> [Recorded information]:
★ ★ ★ ★ ★ ★ ★

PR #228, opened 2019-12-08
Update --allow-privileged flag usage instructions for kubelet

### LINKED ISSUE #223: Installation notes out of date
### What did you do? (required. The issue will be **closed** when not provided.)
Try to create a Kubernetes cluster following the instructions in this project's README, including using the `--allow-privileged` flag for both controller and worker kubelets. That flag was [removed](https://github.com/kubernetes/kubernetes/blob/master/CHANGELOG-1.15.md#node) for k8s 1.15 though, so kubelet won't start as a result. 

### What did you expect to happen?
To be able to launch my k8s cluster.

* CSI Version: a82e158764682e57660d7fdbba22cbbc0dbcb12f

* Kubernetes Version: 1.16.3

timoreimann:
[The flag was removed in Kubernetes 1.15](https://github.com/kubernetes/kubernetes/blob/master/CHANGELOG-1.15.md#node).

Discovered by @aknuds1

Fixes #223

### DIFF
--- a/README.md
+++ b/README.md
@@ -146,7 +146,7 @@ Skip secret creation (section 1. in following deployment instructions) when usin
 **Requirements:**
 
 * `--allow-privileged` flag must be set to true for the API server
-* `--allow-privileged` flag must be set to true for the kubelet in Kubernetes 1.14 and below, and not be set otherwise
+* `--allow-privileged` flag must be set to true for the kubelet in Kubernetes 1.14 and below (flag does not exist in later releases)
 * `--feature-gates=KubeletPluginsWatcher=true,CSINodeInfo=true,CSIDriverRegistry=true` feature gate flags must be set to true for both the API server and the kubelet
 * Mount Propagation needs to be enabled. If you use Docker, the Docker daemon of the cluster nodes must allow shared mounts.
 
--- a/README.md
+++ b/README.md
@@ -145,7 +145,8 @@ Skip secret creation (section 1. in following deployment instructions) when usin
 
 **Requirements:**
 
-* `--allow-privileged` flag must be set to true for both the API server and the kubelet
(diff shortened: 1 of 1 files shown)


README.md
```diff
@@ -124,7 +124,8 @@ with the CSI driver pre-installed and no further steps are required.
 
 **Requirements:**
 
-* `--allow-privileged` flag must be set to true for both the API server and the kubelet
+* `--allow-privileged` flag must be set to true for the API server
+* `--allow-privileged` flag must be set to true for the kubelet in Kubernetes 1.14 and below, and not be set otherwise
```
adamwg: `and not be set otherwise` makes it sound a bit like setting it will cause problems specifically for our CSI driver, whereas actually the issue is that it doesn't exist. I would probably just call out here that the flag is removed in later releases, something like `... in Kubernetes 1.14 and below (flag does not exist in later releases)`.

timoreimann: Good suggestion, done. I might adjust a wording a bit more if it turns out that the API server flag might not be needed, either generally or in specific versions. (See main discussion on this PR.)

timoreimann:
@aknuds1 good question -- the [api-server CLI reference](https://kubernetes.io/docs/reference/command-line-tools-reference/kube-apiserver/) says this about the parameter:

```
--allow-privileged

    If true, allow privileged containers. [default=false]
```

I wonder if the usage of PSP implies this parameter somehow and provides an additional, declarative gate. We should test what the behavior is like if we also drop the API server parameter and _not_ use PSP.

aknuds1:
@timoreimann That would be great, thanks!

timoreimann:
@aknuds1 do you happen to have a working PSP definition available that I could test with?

★ ★ ★ ★ ★ ★ ★

Your answer must be one number: how many lines of the data contain "happen".

2